> **Work order**
From the entries, return every line where the string "prefer" shows up.

*** Opening of The records ***

PR #2400, opened 2023-12-23
feat(argo-cd): Add Probes for redis

Farfaday:
Resolves https://github.com/argoproj/argo-helm/issues/2464

Checklist:


charts/argo-cd/templates/redis/_configs.tpl
```diff
@@ -0,0 +1,29 @@
+{{/* vim: set filetype=mustache: */}}
```
pdrastil, line 1: Why do we need extra tpl file when templates are used used just once inside the ConfigMap and templating contains only redis container port? This can be placed inline with:

```yaml
data:
  redis_liveness.sh: |
    response=$(
      redis-cli \
        -h localhost \
        -p {{ .Values.redis.containerPorts.redis }} \
        ping
    )
    if [ "$response" != "PONG" ] && [ "${response:0:7}" != "LOADING" ] ; then
      echo "$response"
      exit 1
    fi
    echo "response=$response"
```

Farfaday: Hi @pdrastil 
I simply tried to stick to the same logic as in the redis-ha helm chart from DandyDeveloper.
See here: https://github.com/DandyDeveloper/charts/blob/master/charts/redis-ha/templates/_configs.tpl
If you prefer, I can move that to the ConfigMap as you proposed.

mkilchhofer: I'd also prefer to have it directly inside the ConfigMap (for simplicity). I think that the HA helm chart reuses the "script" depending on the mode you install it.

Farfaday: Hi,
I rebased my branch and moved the probes scripts directly into the ConfigMap.

Farfaday: Sorry, I had forgotten to bump the version.
Looks like someone needs to re-trigger the CI jobs :)
Thanks!

mkilchhofer (commented):
Change LGTM.

@yu-croco , @pdrastil and @jmeridth wdyt, shall we make it optionally to be:
- 100% backward compatible
- in line with upstream

?

yu-croco:
I agree with making it optional 🙋

mkilchhofer (approved):

charts/argo-cd/templates/redis/deployment.yaml
```diff
@@ -139,8 +189,12 @@ spec:
         {{- end }}
         {{- end }}
       {{- end }}
-      {{- with .Values.redis.volumes }}
       volumes:
+        - name: health
+          configMap:
+            name: {{ include "argo-cd.redis.fullname" . }}-health-configmap
+            defaultMode: 0755
```
yu-croco, line 196: This ConfigMap is created when `if and .Values.redis.enabled (not $redisHa.enabled)` , so we also need same condition to refer here ...? 👀

Farfaday: The whole deployment.yaml file is enclosed in that if , see [line 2](https://github.com/argoproj/argo-helm/pull/2400/files/8497df2d7795fe948c960b6cc0cb666138a379e8#diff-cc2af74d39b4cb33e7fe369cddbed518c6a636083bdaee5e803a142584b918d1L2)

yu-croco: Oh thank you!

yu-croco (approved):

PR #3794, opened 2026-03-20
ci(github): add draft PR lifecycle workflows

jmeridth:
## What

Add two GitHub Actions workflows to enforce a draft-first PR lifecycle. All newly opened PRs are automatically converted to draft and labeled with `Mark Ready When Ready`. Once all checks pass, the label triggers automatic promotion to ready for review.

## Why

Reduces manual toil for contributors -- no need to remember to open as draft or manually mark ready after CI passes. The automation handles the full lifecycle by default.

## Notes

- Both workflows use `pull_request_target` instead of `pull_request` so the `GITHUB_TOKEN` retains write permissions for PRs from forks. GitHub caps fork PR tokens at read-only on `pull_request` events regardless of the `permissions` block.
- `pull_request_target` is safe here because neither workflow checks out or executes code from the PR branch -- they only invoke pinned-SHA actions.
- `default-pr-to-draft.yaml` triggers only on `opened` to avoid fighting with `mark-ready-when-ready.yaml` when a PR is promoted -- no re-draft loop possible.
- `mark-ready-when-ready.yaml` renamed from `.yml` and updated to comply with GHA standards: `permissions: {}` at workflow level, job-level permissions with comments, corrected concurrency group key.
- `contents: write` on the mark-ready job is retained -- required internally by the `kenyonj/mark-ready-when-ready` action.
- The `Mark Ready When Ready` label must exist in the repo (already created).

### DIFF
--- a/.github/workflows/default-pr-to-draft.yaml
+++ b/.github/workflows/default-pr-to-draft.yaml
@@ -1,0 +1,37 @@
+name: Default PR to Draft
+
+on:
+  pull_request_target:
+    types: [opened]
+
+permissions: {}
+
+concurrency:
+  group: ${{ github.workflow }}-${{ github.head_ref || github.ref }}
+  cancel-in-progress: ${{ github.event_name == 'pull_request_target' }}
+
+jobs:
+  default-to-draft:
+    name: Convert PR to draft and add label
+    runs-on: ubuntu-latest
+    permissions:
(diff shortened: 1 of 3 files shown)


yu-croco (approved):
🚀

tico24 (approved):

PR #3806, opened 2026-03-26
feat(argo-cd): update chart versioning and testing logic

abuzersaj:
Updating version for CI/CD test.


jmeridth:
@abuzersaj I respect your role as a pentester. We need it. But if you're going to do it, please coordinate or add info in your PR description expressing that intent. Otherwise you'll get flagged as a bad actor. 🙇

PR #3693, opened 2026-01-28
feat(argo-cd): Add AWS TargetGroupConfiguration support for Gateway API

ArieLevs:
AWS Load Balancer Controller does not support the standard Gateway API BackendTLSPolicy for HTTPS backends.
This adds support for the AWS-specific TargetGroupConfiguration CRD (gateway.k8s.aws/v1beta1) as an alternative.

Changes:
  - Add templates/argocd-server/aws/targetgroupconfiguration.yaml
  - Add server.aws.targetGroupConfiguration values with defaultConfiguration
    and routeConfigurations support
  - Update backendTLSPolicy comment to note AWS incompatibility
  - Document AWS ALB Gateway API usage in README.md
---

Checklist:

* [x] I have bumped the chart version according to [versioning](https://github.com/argoproj/argo-helm/blob/main/CONTRIBUTING.md#versioning)
* [x] I have updated the documentation according to [documentation](https://github.com/argoproj/argo-helm/blob/main/CONTRIBUTING.md#documentation)
* [x] I have updated the chart changelog with all the changes that come with this pull request according to [changelog](https://github.com/argoproj/argo-helm/blob/main/CONTRIBUTING.md#changelog).
* [x] Any new values are backwards compatible and/or have sensible default.
* [x] I have signed off all my commits as required by [DCO](https://github.com/argoproj/argoproj/blob/master/community/CONTRIBUTING.md).
* [x] I have created a separate pull request for each chart according to [pull requests](https://github.com/argoproj/argo-helm/blob/main/CONTRIBUTING.md#pull-requests)
* [x] My build is green ([troubleshooting builds](https://argo-cd.readthedocs.io/en/stable/developer-guide/ci/)).

PR #3858, opened 2026-04-28
feat(argo-cd): add AWS Gateway API support for gRPC backend routing

nooop3:
Description:

Adds AWS Load Balancer Controller Gateway API support for Argo CD server gRPC traffic.

Summary:
  - Adds an AWS-specific HTTPRoute for gRPC requests, matching Content-Type: application/grpc*.
  - Adds a TargetGroupConfiguration template for AWS ALB target group protocol settings.
  - Introduces server.httproute.aws values for enabling the feature, customizing route rules, labels, annotations, and target group route  configuration.
  - Defaults the gRPC route target group to protocolVersion: GRPC while preserving HTTP/1 behavior for non-gRPC HTTPRoute traffic.

References:

- https://github.com/argoproj/argo-helm/issues/3550#issuecomment-4332481448

Checklist:

### DIFF
--- a/charts/argo-cd/Chart.yaml
+++ b/charts/argo-cd/Chart.yaml
@@ -3,7 +3,7 @@ appVersion: v3.3.8
 kubeVersion: ">=1.25.0-0"
 description: A Helm chart for Argo CD, a declarative, GitOps continuous delivery tool for Kubernetes.
 name: argo-cd
-version: 9.5.5
+version: 9.5.6
 home: https://github.com/argoproj/argo-helm
 icon: https://argo-cd.readthedocs.io/en/stable/assets/logo.png
 sources:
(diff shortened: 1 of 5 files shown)


mkilchhofer:
I assume that this PR aims to add the exact same we already declined, right?
- https://github.com/argoproj/argo-helm/pull/3693

If so: I'd like to decline this PR here as well as Gateway API should solve the annotation hell on the Ingresses using a generic high-level resource. We don't want to have opinionated config again for every cloud service provider.

nooop3:
Yes, both would add the AWS Load Balancer Controller CRD `TargetGroupConfiguration`.
This PR aligns with the Ingress approach to support gRPC routing with the same hostname for `HTTPRoute` on AWS.
Alternatively, if we don’t rely on cloud provider-specific resources, we can achieve the same result by defining Kubernetes objects directly via extraObjects, which is my current approach.

Thanks for your time, close now.

Issue #3815, opened 2026-03-31
argocd image updater ServiceMonitor


frittenlab:
### Describe the bug

I am facing issue with the current ServiceMonitor for the argocd image updater. The argocd image updater service is configured to use port 8443 with HTTPS as the metrics port. The default ServiceMonitor is not aware of this. So Prometheus tries to scrape the service with http which does not work. In the argocd image updater logs I can see the request from Prometheus:

`2026/03/28 11:42:06 http: TLS handshake error from 10.42.0.151:40176`

I also tested the metrics endpoint with curl:

```
curl 10.42.8.140:8443/metrics
Client sent an HTTP request to an HTTPS server.
```

I added the following to the existing ServiceMonitor spec field:

```
spec:
  endpoints:
  - bearerTokenFile: /var/run/secrets/kubernetes.io/serviceaccount/token
    interval: 30s
    path: /metrics
    port: metrics
    scheme: https
    tlsConfig:
      insecureSkipVerify: true
```

This allows Prometheus to scrape the metrics via the HTTP port 8443 without an error. I can create a PR for the helm chart if you are interested. 

### Related helm chart

argocd-image-updater

### Helm chart version

1.1.4

### To Reproduce

1. install the argocd image updater helm chart with the ServiceMonitor enable
2. Wait for Prometheus to scrape the ServiceMonitor
3. Observe the target is down in Prometheus

### Expected behavior

Prometheus should be able to scrape the Service with the default ServiceMonitor that is created by the helm chart

ystkfujii:
Hi @frittenlab , 
I noticed that you mentioned you could create a PR for this. Are you still interested in working on it?
If not, I’d be happy to pick this up.

frittenlab:
@ystkfujii i am really busy this week. You are welcome to pick up the issue. Thanks for your help

ystkfujii:
This issue may be closed by https://github.com/argoproj/argo-helm/pull/3874

jmeridth:
[...]

PR #3874, opened 2026-05-05
fix(argocd-image-updater): Add ServiceMonitor TLS and authorization options

ystkfujii:
## Summary

This PR adds optional ServiceMonitor settings for Argo CD Image Updater metrics scraping:

- `metrics.serviceMonitor.scheme`
- `metrics.serviceMonitor.tlsConfig`
- `metrics.serviceMonitor.authorization`

This is related to #3815, where the metrics endpoint is served over HTTPS on port `8443`, but the generated ServiceMonitor currently does not allow configuring the scrape scheme or TLS settings.

With this change, users can configure HTTPS metrics scraping, for example:

```yaml
metrics:
  enabled: true
  serviceMonitor:
    enabled: true
    scheme: https
    tlsConfig:
      insecureSkipVerify: true
```

This PR intentionally does not change the default ServiceMonitor behavior. If scheme is not specified, Prometheus Operator defaults to HTTP. Changing the chart default to HTTPS would be a behavior change for existing users, and making insecureSkipVerify: true the default would not be a safe default.

This PR also uses authorization instead of bearerTokenFile, since bearerTokenFile is deprecated in the Prometheus Operator API.

Checklist:

* [ ] I have created a separate pull request for each chart according to [pull requests](https://github.com/argoproj/argo-helm/blob/main/CONTRIBUTING.md#pull-requests)

### DIFF
--- a/charts/argocd-image-updater/Chart.yaml
+++ b/charts/argocd-image-updater/Chart.yaml
@@ -2,7 +2,7 @@ apiVersion: v2
 name: argocd-image-updater
 description: A Helm chart for Argo CD Image Updater, a tool to automatically update the container images of Kubernetes workloads which are managed by Argo CD
 type: application
-version: 1.1.5
+version: 1.1.6
 appVersion: v1.1.1
 home: https://github.com/argoproj-labs/argocd-image-updater
 icon: https://argocd-image-updater.readthedocs.io/en/stable/assets/logo.png
@@ -19,4 +19,4 @@ annotations:
     url: https://argoproj.github.io/argo-helm/pgp_keys.asc
   artifacthub.io/changes: |
     - kind: fixed
-      description: Remove duplicate nodePort key from Service template when service.type is NodePort
+      description: Add ServiceMonitor options for secure metrics scraping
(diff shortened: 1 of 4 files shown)


r0bj:
Maybe we should change the default ServiceMonitor behavior, since it is currently broken with the default values.
In my opinion, it provides a better user experience when the defaults just work. For example, a configuration like this:
```
metrics:
  enabled: true
  serviceMonitor:
    enabled: true
```
should generate a working setup, but currently it does not.

What do you think?

ystkfujii:
@r0bj 

I agree that the default configuration should work out of the box.

I’ve updated the ServiceMonitor defaults for `scheme` and `tlsConfig`, so it now uses HTTPS by default.

However, making it fully work also requires an `authorization` setting with a token Secret. I’m not sure what the best default behavior should be here, since creating the Secret by default would mean creating a long-lived credential automatically.

What do you think about keeping authorization configurable and letting users provide the Secret explicitly?

jmeridth (approved):

mbevc1 (approved):

PR #3882, opened 2026-05-09
feat(argo-workflows): allow configuring the container and pod-level securityContext for the crd upgrade job

### LINKED ISSUE #3844: Support for running the CRD-install job as a non-root user using a more restrictive securityContext

Currently, the install-crds job runs using the default security context: https://github.com/argoproj/argo-helm/blob/main/charts/argo-workflows/templates/crds-install-job.yaml#L87, which doesn't explicitely allow it to run as non-root to comply with strict security policies.

### Related helm chart

argo-workflows

It would be great to run it using a restrictive securityContext by default.

_No response_

### Additional context

I'd be happy to contribute this feature!

chgl:
Closes #3844 

Checklist:

### DIFF
--- a/charts/argo-workflows/values.yaml
+++ b/charts/argo-workflows/values.yaml
@@ -47,8 +47,6 @@ crds:
     tolerations: []
     # -- Image pull secrets for the CRD install Job
     imagePullSecrets: []
-    # -- Extra environment variables to provide to the CRD install Job container
-    extraEnv: []
     # -- Security context for the CRD install Job container
     securityContext:
       readOnlyRootFilesystem: true
@@ -61,6 +59,8 @@ crds:
       capabilities:
         drop:
           - ALL
+    # -- Extra environment variables to provide to the CRD install Job container
+    extraEnv: []
     # - name: HTTP_PROXY
     #   value: "http://proxy.example.com:8080"
     # - name: HTTPS_PROXY
--- a/charts/argo-workflows/values.yaml
+++ b/charts/argo-workflows/values.yaml
@@ -34,12 +34,33 @@ crds:
     resources: {}
     # -- Node selector for the CRD install Job
     nodeSelector: {}
+    # -- Pod security context for the CRD install Job pod
+    podSecurityContext:
+      runAsNonRoot: true
+      fsGroup: 65532
+      runAsUser: 65532
+      runAsGroup: 65532
+      fsGroupChangePolicy: "OnRootMismatch"
+      seccompProfile:
+        type: RuntimeDefault
     # -- Tolerations for the CRD install Job
     tolerations: []
     # -- Image pull secrets for the CRD install Job
     imagePullSecrets: []
     # -- Extra environment variables to provide to the CRD install Job container
     extraEnv: []
+    # -- Security context for the CRD install Job container
+    securityContext:
+      readOnlyRootFilesystem: true
+      runAsNonRoot: true
+      allowPrivilegeEscalation: false
+      runAsUser: 65532
+      runAsGroup: 65532
+      seccompProfile:
+        type: RuntimeDefault
+      capabilities:
+        drop:
+          - ALL
     # - name: HTTP_PROXY
     #   value: "http://proxy.example.com:8080"
     # - name: HTTPS_PROXY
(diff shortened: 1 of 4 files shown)


charts/argo-workflows/values.yaml
```diff
@@ -34,12 +34,33 @@ crds:
...
+      seccompProfile:
+        type: RuntimeDefault
     # -- Tolerations for the CRD install Job
     tolerations: []
     # -- Image pull secrets for the CRD install Job
     imagePullSecrets: []
     # -- Extra environment variables to provide to the CRD install Job container
     extraEnv: []
+    # -- Security context for the CRD install Job container
+    securityContext:
```
tico24, line 44: This block landed between `extraEnv: []` and its example comments, so the `# - name: HTTP_PROXY` lines just below now read as if they belong to `securityContext`. Worth putting `securityContext` above `extraEnv`, or moving the proxy examples back up next to it.

charts/argo-workflows/values.yaml
```diff
@@ -34,12 +34,33 @@ crds:
...
+      readOnlyRootFilesystem: true
```
tico24, line 45: kubectl writes a discovery/http cache under `$HOME/.kube/cache`. With `readOnlyRootFilesystem: true` and no writable mount, that write fails. I think it's non-fatal (kubectl falls back to uncached), but have you run this against a real cluster with `crds.full` to confirm the apply still succeeds? CI might not exercise the hook job.

chgl: Good point. I tested it locally against a KinD cluster and the job still ran successfully (when explicitly setting Chart.version to 1.0.14), logging just:

```
customresourcedefinition.apiextensions.k8s.io/clusterworkflowtemplates.argoproj.io serverside-applied
customresourcedefinition.apiextensions.k8s.io/cronworkflows.argoproj.io serverside-applied
customresourcedefinition.apiextensions.k8s.io/workflowartifactgctasks.argoproj.io serverside-applied
customresourcedefinition.apiextensions.k8s.io/workfloweventbindings.argoproj.io serverside-applied
customresourcedefinition.apiextensions.k8s.io/workflows.argoproj.io serverside-applied
customresourcedefinition.apiextensions.k8s.io/workflowtaskresults.argoproj.io serverside-applied
customresourcedefinition.apiextensions.k8s.io/workflowtasksets.argoproj.io serverside-applied
customresourcedefinition.apiextensions.k8s.io/workflowtemplates.argoproj.io serverside-applied
```

charts/argo-workflows/values.yaml
```diff
@@ -34,10 +34,31 @@ crds:
     resources: {}
     # -- Node selector for the CRD install Job
     nodeSelector: {}
+    # -- Pod security context for the CRD install Job pod
+    podSecurityContext:
```
tico24: This is the only populated `podSecurityContext` default in the chart; controller and server both default to `{}`. The container `securityContext` below already sets `runAsUser`/`runAsGroup`/`runAsNonRoot`/`seccompProfile`, so the only thing this block adds on top is `fsGroup`/`fsGroupChangePolicy`, which only affects volume ownership. The one volume here is the `hostPath` mount, and it's `readOnly: true`, so fsGroup never does anything. Was the populated default intentional, or would `{}` (matching the other components) do the same job?

chgl: It's intentional but definitely redundant: I generally just set it out of consistently setting secure defaults in any security context I find. But matching it with the defaults in the rest of the chart makes more sense - I can update it.

charts/argo-workflows/values.yaml
chgl: Unrelated to this PR: should we remove the `--` here so the `upgradeJob` object isn't added to the README.md - and updated every time one of its fields is changed.

tico24: yeh we probably should. good spot

tico24 (approved):

rotarur:
when will this be released? I need the crd job security contexts

rotarur:
cc @vladlosev @yu-croco @jmeridth could you please review this PR?

jmeridth (approved):

jmeridth:
@rotarur https://github.com/argoproj/argo-helm/releases/tag/argo-workflows-1.0.17

rotarur:
> @rotarur https://github.com/argoproj/argo-helm/releases/tag/argo-workflows-1.0.17

thank you sir 🙇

*** Close of The records ***

> **Task output**
If you prefer, I can move that to the ConfigMap as you proposed.
mkilchhofer: I'd also prefer to have it directly inside the ConfigMap (for simplicity). I think that the HA helm chart reuses the "script" depending on the mode you install it.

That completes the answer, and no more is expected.